13 Jun 2018 16:04 IST

What is the Swaminathan Committee report?

Farmer unions should demand for the implementation of all the recommendations in the report

The one demand that farmer unions put forth every time they protest is the implementation of the Swaminathan Committee report. But what is this report and why do farmers want it so badly?

The National Commission on Farmers — headed by agricultural scientist MS Swaminathan — was constituted in October 2004, to look into the cause of farmer distress and suggest a holistic solution. A key recommendation of the committee, which submitted its final report in October 2006, was that minimum support price (MSP) for all crops be fixed at a premium of 50 per cent over the cost of production.

While the NDA promised to implement this in its election manifesto in 2014, it is yet to take action four years down the line. However, farmers have had their fingers crossed ever since Finance Minister Arun Jaitley announced that all crops will have a MSP of 50 per cent plus cost of production, starting from the 2018-19 kharif season, during this year’s Budget. Will the Centre meet the demand of anxious farmers?

What are the other recommendations of the report?

MSP hike – not a big cheer

According to the proposed changes, the ‘cost’ considered for the new MSP will not be as per the Swaminathan Committee report. The report had recommended a MSP of 50 per cent profits above the cost of production (classified as ‘C2’ by the Commission for Agricultural Costs and Prices), which is comprehensive cost, or the sum of all costs incurred by a farmer plus rentals on owned land and interest on owned capital. But the cost the government will take into account is A2+FL (actual paid out cost plus imputed value of family labour), which is expenses on farm inputs — including seeds, fertilisers, fuel and irrigation — and imputed value of family labour.

So, will there be any relief? There are crops where the support price just about covers the cost.
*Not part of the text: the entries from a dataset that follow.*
PR #1063, opened 2016-08-23
Make ACME listener ports configurable

### LINKED ISSUE #918: Add directive to change plain HTTP port
Would be nice if we could have a directive to let caddy listen on a >1024 port for the plain HTTP requests.
Currently the vhost:port notation is only for HTTPS traffic, but I want the HTTP listener to listen on >1024 too to circumvent the bind permission denied problem.

Something like `http_port 8080` would do fine.

Ideas?

tdsmith:
Adds new command-line options that describe which ports are externally
    visible as ports 80 and 443 and instructs the ACME listener to use them
    instead of the default ports. This allows non-DNS ACME challenges to work
    without special privileges or privilege delegation mechanisms.

This is my first PR to Caddy and my first time playing with Go. :) I've probably made some poor architectural decisions in the interest of producing a simple, concrete artifact for feedback. I tested it on a AWS instance with [iptables port forwarding](https://wiki.jenkins-ci.org/display/JENKINS/Running+Jenkins+on+Port+80+or+443+using+iptables) and it looks like it behaves correctly. I haven't attempted unit tests.

I hope this isn't too frustrating to review!

Fixes #918.

### DIFF
--- a/caddy/caddymain/run.go
+++ b/caddy/caddymain/run.go
@@ -40,6 +40,8 @@ func init() {
 	flag.StringVar(&revoke, "revoke", "", "Hostname for which to revoke the certificate")
 	flag.StringVar(&serverType, "type", "http", "Type of server to run")
 	flag.BoolVar(&version, "version", false, "Show version")
+	flag.StringVar(&caddytls.HTTPChallengePort, "external-port-80-is-local-port", "80", "Local port exposed externally as port 80")
+	flag.StringVar(&caddytls.TLSSNIChallengePort, "external-port-443-is-local-port", "443", "Local port exposed externally as port 443")
 
 	caddy.RegisterCaddyfileLoader("flag", caddy.LoaderFunc(confLoader))
 	caddy.SetDefaultCaddyfileLoader("default", caddy.LoaderFunc(defaultLoader))
--- a/caddyhttp/httpserver/https.go
+++ b/caddyhttp/httpserver/https.go
@@ -108,6 +108,10 @@ func enableAutoHTTPS(configs []*SiteConfig, loadCertificates bool) error {
 func makePlaintextRedirects(allConfigs []*SiteConfig) []*SiteConfig {
 	for i, cfg := range allConfigs {
 		if cfg.TLS.Managed &&
+			// don't trigger automatic redirects if port 80 and 443 might not be
+			// bindable
+			caddytls.HTTPChallengePort == "80" &&
+			caddytls.TLSSNIChallengePort == "443" &&
 			!hostHasOtherPort(allConfigs, i, "80") &&
 			(cfg.Addr.Port == "443" || !hostHasOtherPort(allConfigs, i, "443")) {
 			allConfigs = append(allConfigs, redirPlaintextHost(cfg))
--- a/caddytls/config.go
+++ b/caddytls/config.go
@@ -528,15 +528,15 @@ var defaultCiphers = []uint16{
 	tls.TLS_RSA_WITH_AES_128_CBC_SHA,
 }
 
-const (
-	// HTTPChallengePort is the officially designated port for
-	// the HTTP challenge.
+var (
+	// HTTPChallengePort must be externally visible as port 80.
 	HTTPChallengePort = "80"
 
-	// TLSSNIChallengePort is the officially designated port for
-	// the TLS-SNI challenge.
+	// TLSSNIChallengePort must be externally visible as port 443.
 	TLSSNIChallengePort = "443"
+)
 
+const (
 	// DefaultHTTPAlternatePort is the port on which the ACME
 	// client will open a listener and solve the HTTP challenge.
 	// If this alternate port is used instead of the default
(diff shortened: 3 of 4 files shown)


caddy/caddymain/run.go
```diff
@@ -40,6 +40,8 @@ func init() {
 	flag.StringVar(&revoke, "revoke", "", "Hostname for which to revoke the certificate")
 	flag.StringVar(&serverType, "type", "http", "Type of server to run")
 	flag.BoolVar(&version, "version", false, "Show version")
+	flag.StringVar(&caddytls.HTTPChallengePort, "external-port-80-is-local-port", "80", "Local port exposed externally as port 80")
+	flag.StringVar(&caddytls.TLSSNIChallengePort, "external-port-443-is-local-port", "443", "Local port exposed externally as port 443")
```
mholt: Woah, these flag names gotta get shorter.

mholt:
Thanks for the initiative, @tdsmith - especially a first one with Go! I'm gonna give this one some serious thought since this is kind of a scary change. Not frustrating :smile: Just scary. :wink:

caddy/caddymain/run.go
tdsmith: The suggestion is a little tongue-in-cheek but I do like that there's not much mystery about valid configurations. :) Maybe `--external-port-80` and `--external-port-443`?

caddyhttp/httpserver/https.go
```diff
@@ -108,6 +108,10 @@ func enableAutoHTTPS(configs []*SiteConfig, loadCertificates bool) error {
 func makePlaintextRedirects(allConfigs []*SiteConfig) []*SiteConfig {
 	for i, cfg := range allConfigs {
 		if cfg.TLS.Managed &&
+			// don't trigger automatic redirects if port 80 and 443 might not be
+			// bindable
+			caddytls.HTTPChallengePort == "80" &&
+			caddytls.TLSSNIChallengePort == "443" &&
```
tdsmith: This feels bad; should the caddytls variables be renamed? Does it make sense to write a helper function called e.g. `defaultPortsExposed`?

caddytls/config.go
```diff
@@ -528,15 +528,15 @@ var defaultCiphers = []uint16{
...
-	// the HTTP challenge.
+var (
+	// HTTPChallengePort must be externally visible as port 80.
 	HTTPChallengePort = "80"
 
-	// TLSSNIChallengePort is the officially designated port for
-	// the TLS-SNI challenge.
+	// TLSSNIChallengePort must be externally visible as port 443.
 	TLSSNIChallengePort = "443"
+)
```
mholt: I think changing these into vars is not a good idea, these are consts because they are what the ACME spec requires.

caddyhttp/httpserver/https.go
```diff
@@ -108,6 +108,10 @@ func enableAutoHTTPS(configs []*SiteConfig, loadCertificates bool) error {
...
 			!hostHasOtherPort(allConfigs, i, "80") &&
 			(cfg.Addr.Port == "443" || !hostHasOtherPort(allConfigs, i, "443")) {
```
mholt: Here you're checking to see if redirects can/need to be set up, but you're checking ports 80 and 443. Issue #918 isn't about changing the ACME ports, it's about changing the plaintext HTTP port, which affects the redirects as well.

caddy/caddymain/run.go
mholt: But this is changing only the ACME challenge ports, which are hard-coded into the spec. I don't think these should change.

caddyhttp/httpserver/https.go
tdsmith: Sure, that makes sense.

caddy/caddymain/run.go
tdsmith: Can you clarify what you mean by "I don't think these should change"? Do you mean that Caddy should never try to open local ports other than 80 or 443 to respond to ACME challenges? I'm specifically interested in responding to ACME challenges on alternative ports because we have a NAT router forwarding i.e. external_ip:80 to internal_ip:8080. Or do you mean that these values should be stored in a different set of variables?

mholt: By "I don't think these should change," I mean that those are consts which represent the ports defined by the ACME spec. Flags don't change the spec and I don't think we should be modifying those consts either.

> Do you mean that Caddy should never try to open local ports other than 80 or 443 to respond to ACME challenges?

No. It already opens an alternate port for the HTTP challenge when the server is already running. But you're asking to change the _default_ port. But that is hard-coded into the spec.

> I'm specifically interested in responding to ACME challenges on alternative ports because we have a NAT router forwarding i.e. external_ip:80 to internal_ip:8080.

Only ACME HTTP challenges or all HTTP traffic? I guess I'm not sure clear on what problem you're trying to solve, between this PR and the linked issue which talks about the HTTP port for everything.

mholt:
Hey @tdsmith, thanks for contributing this. I'm going to close this for now since it's not clear yet what the change is trying to do, exactly -- but feel free to continue working on this, clarify, etc, reopen when ready. Cheers!

caddy/caddymain/run.go
tdsmith: Solely handling the ACME challenge is sufficient to scratch my itch but I see that the linked issue wants to handle all "default" uses of ports 80 and 443.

The MSP of such crops — including jowar, ragi, sunflower seed, sesamum, niger seed and cotton — is likely to go up sharply. However, the increase will be ineffective on crops where the market prices are already higher than the MSP.

Key suggestions ignored

The Swaminathan Committee report had several suggestions to reduce agrarian distress. But, today, even farmer groups have forgotten them. The Committee suggested land reform measures, including distribution of ceiling surplus land and waste lands; prevention of diversion of prime agricultural land and forest land to the corporate sector for non-agricultural purposes; and setting up a mechanism to regulate the sale of agricultural land based on quantum of land, nature of proposed use and category of buyer.

To achieve higher growth in productivity in agriculture, it recommended an increase in public investment in agriculture-related infrastructure, particularly in irrigation, drainage, land development, water conservation, research & development and road connectivity. It also suggested a reduction in the rate of interest for crop loans, and offers a moratorium on debt recovery,and waiver of interest on loans in distress hotspots and during calamities, till capability is restored. Drought prone areas should have a four-five year repayment cycle for crop loans, it said. The committee also recommended establishing an Agriculture Risk Fund to offer respite to farmers in regions hit by natural calamities and issuing Kisan Credit Cards to women farmers, with joint pattas as collateral.

To reduce farmer suicides, the committee highlighted the need to set up State-level Farmers’ Commissions with farmer representation, to ensure quick response to farmers’ problems and restructuring of micro-finance policies. It also said that all crops should be covered by crop insurance, with the village and not block as the unit for assessment.

The Committee indicated the need for providing for a social security net for farmers and landless agricultural workers under a comprehensive National Social Security Scheme. Such a scheme would take care of expenses, up to a ceiling, for hospitalisation in case of illness of a family member, maternity leave, life insurance and pension.

This report shows that an efficient and sustainable solution for agrarian distress lies in revamping the entire system. Farmer organisations should, hence, demand for implementation of all these recommendations.